Q. : Vous faites donc toujours confiance au couple franco-allemand ? Vous pensez que la France et l'Allemagne restent le moteur de l'Europe ?
R. : Oui. Pour une raison qui est fondamentale que tout le monde pressent mais que j'ai vérifiée depuis que j'occupe mes fonctions actuelles. Pour des raisons géographiques et historiques, si par malheur, sur un sujet important concernant l'Europe, la France et l'Allemagne avaient des avis différents, alors il n'y aurait pas une Europe, il y en aurait deux. Donc, chaque fois qu'il y a un sujet important, il est impératif que la France et l'Allemagne avancent ensemble. C'est ainsi que cela fonctionne depuis le premier appel de Robert Schumann en 1950 et c'est encore vrai dans le nouveau contexte politique européen. C'est d'ailleurs admis par tous nos partenaires.
Q. : Avant d'aborder un autre sujet qui agite depuis quelques jours la France et la Grande-Bretagne, je veux parler de cette guerre du ciel qui n'aura pas lieu. Une question encore sur les élections européennes : allez-vous vous impliquer dans la campagne des élections européennes et si oui sous quelle forme ?
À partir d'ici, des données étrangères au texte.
PR #489, opened 2024-09-27
Pylon Battery: Add voltage limits, remove faulty safety

dalathegreat:
### What
This PR implements a configurable min/max voltage for Pylon batteries. It also omits the reasonable SOC check on pylon packs, since it is very unreliable here due to being voltage based.

### Why
Since we do not know the voltage limits of the pylon battery the user intends to use, it is better if they specify this themselves.

### How
This is set at the top of the PYLON-BATTERY.cpp file


dalathegreat:
Tested successfully by a person on Discord :partying_face: 

image

PR #503, opened 2024-09-29
Bugfix iMIEV: Make cellvolt check work with double

dalathegreat:
### What
This PR fixes a bug that caused cellvoltage min/max to not appear in webserver for iMIEV

### Why
The check was assuming integer values, but we had double datatype

### How
Fixed the if check


dalathegreat:
Tested OK on Discord server

PR #504, opened 2024-09-29
Bugfix iMIEV: Set amount of cellvoltages

dalathegreat:
### What
This PR fixes a bug on imiev, all cellvoltages were missing on webserver cellmonitor page

### Why
Better monitoring of battery

### How
We set the cell amount, this was missing from the code


dalathegreat:
Tested successfully, merging!

PR #2219, opened 2026-04-12
Feature/low pass filter

mbuhansen:
### What
This PR implements a low pass filter on charge rate that is sent to inverter, to prevent oscillation when battery is charging

### Why
Why does it do it?

### How
Low pass filter only allow increasing values (10% new, 90% old)


Software/Software.cpp
```diff
@@ -171,10 +231,28 @@ void update_calculated_values(unsigned long currentMillis) {
   /* Calculate allowed charge/discharge currents*/
   if (datalayer.battery.status.voltage_dV > 10) {
     // Only update value when we have voltage available to avoid div0. TODO: This should be based on nominal voltage
-    datalayer.battery.status.max_charge_current_dA =
-        ((datalayer.battery.status.max_charge_power_W * 100) / datalayer.battery.status.voltage_dV);
-    datalayer.battery.status.max_discharge_current_dA =
+    int32_t target_charge = ((datalayer.battery.status.max_charge_power_W * 100) / datalayer.battery.status.voltage_dV);
```
dalathegreat, line 234: This change will affect every single battery. Would it not be better to have this in the BMW i3 integration?

mbuhansen: Yes it will, but i can move it to bmw i3 battery if it is better.

dalathegreat: Yes I think since this is such a "massive" change, we can either;

- Move it to BMW i3 integration since that is where the need is
- Have it stay in global scope, but make it configurable on/off as a setting

mbuhansen:
I have move it to bmw i3 protocol.

Software/Software.cpp
dalathegreat, line 234: Can you revert all changes to Software.cpp?

mbuhansen:
I have revert change back to software.cpp
I think it would be a good idea to make it an on/off setting, so other battery protocols can use it if they experience oscillation in charging current due to fast regulation.

dalathegreat:
Yes can you add a configurable option? Or do you need help with it?

mbuhansen:
I have changed it so that it can be turned on and off in inverter config on the setting page.

dalathegreat (approved):
Nice work 👍

PR #2229, opened 2026-04-14
Whitebeet Battery Implementation for Bidirectional Charging

M4GNV5:
### What
This PR implements a new "battery" called "CCS-WHITE-BEET", which implements the [SPI white beet protocol from FreeV2G](https://github.com/Sevenstax/FreeV2G/) into Battery Emulator.
The [Whitebeet modules](https://www.codico.com/en/white-beet-ei-1-1-evse-module-with-iso-15118-stack-pwm) are small PCBs implementing the DIN SPEC / ISO15118 protocol, allowing to communicate with most electric vehicles in europe and north america (CCS and NACS connectors).

### Why
The goal is to be able to build bidirectional charging stations using solar inverters, battery emulator and white beet modules.

### How
Basically porting the white beet python reference implementation to the battery emulator world.

Note: I did not yet obtain a white beet module. I wanted to implement this before signing any NDA associated with ordering one, to make sure all information contained within this code is public knowledge.
This is why I will keep this PR as a draft before real world testing has been carried out.

### DIFF
--- a/Software/src/battery/BATTERIES.cpp
+++ b/Software/src/battery/BATTERIES.cpp
@@ -54,6 +54,8 @@ const char* name_for_battery_type(BatteryType type) {
       return BoltAmperaBattery::Name;
     case BatteryType::BydAtto3:
       return BydAttoBattery::Name;
+    case BatteryType::CcsWhitebeet:
+      return WhitebeetCcsBattery::Name;
     case BatteryType::CellPowerBms:
       return CellPowerBms::Name;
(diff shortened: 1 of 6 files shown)


M4GNV5:
I wanted to order a white beet module just after finishing this PR. Turns out they must have discontinued the white beet module just a few days before the creation of this PR and the starter kit is no longer available for order :disappointed: 

I will check for alternatives, but maybe we can just close this.

PR #2248, opened 2026-04-21
SAFETY: :warning: Treat missing inverter as FAULT

dalathegreat:
### What
This PR changes how a missing inverter event is categorized, instead of a Warning this is now a FAULT

### Why
We had a close call [where an user forgot to power off their battery](https://www.patreon.com/posts/near-disaster-of-156107034) before starting maintenance on a system. This change could have potentially had time to notice the missing inverter, and stopped the system

### How
Missing inverter for longer than 60 seconds (CAN & RS485) are now treated as FAULT. This will on some integrations cause contactors to open (GPIO controlled ones always, CAN controlled are not ensured to open on all integrations!). Good safety improvement

> [!TIP]


dalathegreat:
Merging to gather feedback on trigger sensitivity in 10.6.0 release

PR #2261, opened 2026-04-26
BYD Atto 3 - Fix crash reset to include security access handshake before ClearDTC

demon1300:
### What
This PR fixes the BYD Atto 3 crash reset function.

### Why
The crash reset was sending ClearDTC without first authenticating with the BMS, causing it to silently fail every time.

### How
Adds the same security access handshake already used by the SOC calibration feature to the crash reset state machine, so the BMS accepts the ClearDTC request.

> [!TIP]


demon1300:
Closing as this has already been tested and it was established that it broke the crash reset feature.  No escalation is required.

Issue #2201, opened 2026-04-06
Tesla 12V_low error


roy13:
**Describe the bug**
Constant 12V_low warnings

**To Reproduce**
Closing or opening contacts, sitting with contacts open.

**Expected behavior**
The best solution to this i've found is using HVP_battery12V instead of battery_dcdcLvBusVolt.
However the code states 11.7v this won't work for those with lithium 16v, but they should never get this low so they won't be bothered.

**Screenshots**
See #1885 

**Version and settings (please complete the following information):**
- Please attach screenshot of configuration for easier debugging
- Software version: 10.2
- Battery used: Tesla NCA
- Inverter communication protocol: Solax
- Hardware used for Battery-Emulator: LilyGo T-CAN
- GPIO controlled contactors: No
- MQTT: Yes

roy13:
Solution line 508 TESLA-BATTERY.cpp

// New HVP_battery12V logic
  if (HVP_battery12V > 0) { 
    if ((HVP_battery12V * 0.1) < 11.7) {
        set_event(EVENT_12V_LOW, 0);
    } else {
        clear_event(EVENT_12V_LOW);
    }

Also a bypass this loop while contactor closing.

gegere:
Adding data to this, my 12VDC coming off the Tesla Battery is 14.2 VDC. The Tesla Pack is currently charged to 85% with a bus voltage of 391 VDC

<img width="1200" height="2670" alt="Image" src="https://github.com/user-attachments/assets/a4c078e0-a16f-4e67-9d27-3c0933a4a2a1" />

<img width="853" height="1096" alt="Image" src="https://github.com/user-attachments/assets/f647330c-a42b-4599-8e67-22f2a1f52609" />

roy13:
Even changing it to HVP_battery12V still needs a fine tune as when the contactor closes it deliveres one 12_LOW must read the dip as the contactors draw inrush current.

<img width="206" height="23" alt="Image" src="https://github.com/user-attachments/assets/a6e215c9-6a94-43df-92a1-4b367415b761" />

<img width="175" height="23" alt="Image" src="https://github.com/user-attachments/assets/efd4a56d-ad6d-41a4-ad62-c452b08c4e8d" />

gegere:
I’m seeing this behavior even **after the contactors are closed and the system is running**, which is what makes this a bit confusing.

For context, I was running `16.X.dev` until this morning and have since reverted back to `15.5` to compare behavior.

[...]

PR #2263, opened 2026-04-26
Tesla S/3/X/Y: Change how low 12V is triggered

roy13:
### What
This PR implements code to look at a different sensor for the 12V battery & only during contactors open. #2201 

### Why
As the sensor better reflects Lv battery reading & stops the contactor inrush from dipping the voltage.

### How
Utilises a different sensor & adds a check.

> [!TIP]


Software/src/battery/TESLA-BATTERY.cpp
```diff
@@ -505,12 +505,21 @@ void TeslaBattery::
...
-    if ((battery_dcdcLvBusVolt * 0.0390625) < 11.7) {
-      set_event(EVENT_12V_LOW, 0);
-    } else {
-      clear_event(EVENT_12V_LOW);
+  // Only monitor 12V health while contactors are OPEN to avoid false triggers during energization
+  if (HVP_packNegativeV == 0 && HVP_packPositiveV == 0) {
+
+    if (HVP_battery12V > 0) {
+      // Scale is 0.1, so HVP_battery12V * 0.1 is the physical voltage
+      if ((HVP_battery12V * 0.1) < 11.7) {
```
dalathegreat, line 513: Would IMO be better performant to take 
`if (HVP_battery12V < 117) {`
Instead of multiplying by fractal and checking towards decimal value. But not really mandatory, if it works it works!

dalathegreat (approved):
Nice to get Tesla improvements from Tesla users! 🙌

Software/src/battery/TESLA-BATTERY.cpp
roy13: I like it , less CPU load, i'll test and release it with another pull request some time.

PR #2267, opened 2026-04-27
Pylon RS485: Make integration always send current set charge/discharge limits

dalathegreat:
### What
This PR makes Pylon RS485 integration always send current set charge/discharge limits

### Why
Current value was scaled too large, and not updated when value was 0A allowed

### How
We remove the incorrect code that allowed charging when current was 0A allowed.

> [!TIP]


dalathegreat:
Tested OK on the Discord, nice safety improvement

PR #2278, opened 2026-05-01
Replace ACAN2515 with a new MCP2515_Lite CAN library

jonny5532:
### What

This PR adds a new MCP2515 CAN library replacing ACAN2515, with several advantages:
- Much more efficient SPI usage (one-transaction-per-transaction rather than one-transaction-per-byte)
- Triple-buffered transmit and double-buffered receive
- More efficient status/interrupt flag querying/clearing
- Ability to change CAN speed (so now usable for BMW PHEV)
- Slightly lower code (-2972) and RAM (-768) usage

### Why

I think ACAN2515 has been causing performance issues, since each SPI byte transfer causes a context switch and an interrupt. Due to the SPI being done in the background from a high-privilege thread, this appears as general slowdown rather than extra time spent anywhere specifically.

The new library uses the minimum possible number of SPI transactions and is observably much lower overhead. Measuring the average tick duration, with both Tesla and SolArk integrations transmitting frames:

ACAN2515: 16us
MCP2525_Lite: 7us

Adding in 4000 dummy frames per second being received:

ACAN2515: 28us
MCP2525_Lite: 9.5us

### How

The core mechanism is similar to ACAN2515 - using a queue to handle inbound and outbound packets, and a separate high-priority task reading the queue and sending packets, and receiving packets into the queue.

This obviously needs testing with different batteries and inverters to check it hasn't broken anything. It is currently operational with a Solax/T-CAN485 and a test T-2CAN.

(This resulted from first trying the ESP32 DMA SPI functions (which added 20kb extra code), and then a separate adventure using ESP32 high-level interrupts and Xtensa assembly for an even lighter weight library, but this has downsides (awkward to build, and Xtensa assembly...).

> [!TIP]


dalathegreat (approved):
Hands down one of the coolest PRs of 2026 so far. Tested on bench OK, merging to main to get more feedback during this weeks integration tests :raised_hands:

PR #2281, opened 2026-05-02
Fix: stop Preferences reporting bogus errors

jonny5532:
### What
The Arduino-ESP32 Preferences library prints errors when a key is read from NVM that doesn't exist yet.

The error is bogus, there's even a defaultValue arg for it to return if the key isn't found, but it doesn't look like it is going to be fixed anytime soon.

So call `isKey` first on every read to avoid triggering the message.

### Why
Confuses people, might also be causing perf issues (due to it always being printed to serial regardless of whether you have serial debugging enabled).

> [!TIP]

### DIFF
--- a/Software/src/communication/nvm/comm_nvm.h
+++ b/Software/src/communication/nvm/comm_nvm.h
@@ -53,32 +53,36 @@ class BatteryEmulatorSettingsStore {
     settingsUpdated = true;
   }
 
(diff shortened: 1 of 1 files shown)


dalathegreat:
Awesome, everytime someone posts a USB log they get so worried about these. Massive thanks for fixing it @jonny5532 :raised_hands:

dalathegreat (approved):

PR #2285, opened 2026-05-04
Optimization: -15680 bytes RAM usage

jonny5532:
### What
Three tweaks to save some RAM (-15680 bytes):

- Reduce AsyncTCP stack size (the default is a huge 16kb for some reason, it says 4kb should be enough)
- Narrow enum fields in the event struct
- Const some Tesla CAN frames

> [!TIP]


dalathegreat (approved):
Nice findings! 👍

jonny5532:
(for the record, the current AsyncTCP stack-high-water-mark is 1232 bytes (of the now 4096 bytes) remaining, which seems a decent margin).

PR #2286, opened 2026-05-04
Tesla: split transmit_can into phases to reduce worst-case runtime

jonny5532:
### What
The Tesla `transmit_can` can take 7.5ms to run (when several of the timeouts coincide) which is enough to trigger TASK_OVERRUNs.

Use a loop phase counter to ensure only one runs at once.

I did also consider an if/else-if tree, although that has the (very small) risk of the more regular tasks completely starving the slower ones (under extremely heavy load), which this doesn't.

> [!TIP]


dalathegreat (approved):
Good triage solution for now, nice find 🙌

PR #2290, opened 2026-05-04
BMW i3: Split up transmit CAN to avoid overloads

dalathegreat:
### What
This PR splits up transmit CAN to avoid overloads in the BMW i3 integration

### Why
To avoid getting TASK_OVERRUN events

### How
Same approach as in https://github.com/dalathegreat/Battery-Emulator/pull/2286

> [!TIP]


odlg:
I guess that is very similar to add an else clause in the end of every if-clause in the transmit_can function. Except that else clauses would give higher priority to the first if clauses. 
I have been running with else clauses for a while, it works fine. I have been considering to split up the 1000ms in two. It is very large.

Software/src/battery/BMW-I3-BATTERY.cpp
```diff
@@ -313,10 +313,15 @@ void BmwI3Battery::handle_incoming_can_frame(CAN_frame rx_frame) {
 }
 
 void BmwI3Battery::transmit_can(unsigned long currentMillis) {
+  // Ensure we only send one message branch at a time, to reduce worst-case runtime
+  static int transmitPhase = -1;
```
dalathegreat, line 317: Does not work for double bat, static def

jonny5532: Good point! Would need to be a class member instead I guess.

@odlg - indeed an if/else-if tree is easier to read and doesn't need the extra variable.

I did that initially but had the concern that it then makes it possible for high-rate branches to starve lower ones, eg:

```
if(...every 10ms...) {
   ... something that takes longer than 10ms ...
} else if(...every 100ms...) {
   ...
} else if(... every 1s...) {
   ...
}
```

In this example only the first branch would ever run, the others would never get a chance. Using the transmitPhase thing means that it'd be fairer and they'd all get a turn.

(Maybe this is a total non-issue, but some batteries can take quite a few ms in the sending functions due to checksums (and ESP32 flash contention)).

R. : Mais comme je le fais ce soir grâce à vous, comme je l'ai fait lors d'un débat télévisé la semaine dernière en complément de ce que font les listes, plus particulièrement la liste que conduit D. Baudis. Je m'implique pour expliquer ce que sont les institutions européennes, ce qu'a été la politique européenne du gouvernement en clarifiant les enjeux et également en essayant de crever un certain nombre de ballons de baudruche, parce que les débats européens, notamment depuis la ratification du traité de Maastricht, donnent lieu à un certain nombre de fausses nouvelles qu'il faut essayer de détruire au fur et à mesure qu'elles apparaissent.
Q. : Vous avez fait publié une trentaine de fiches sur l'Europe pour essayer de lutter contre les bobards. Avez-vous envoyé un exemplaire dédicacé à Philippe de Villiers ?
R. : J'en ai envoyé à tous les chefs de file. Mais je constate qu'un certain nombre de fausses nouvelles continuent d'apparaître et donc nous les démentons.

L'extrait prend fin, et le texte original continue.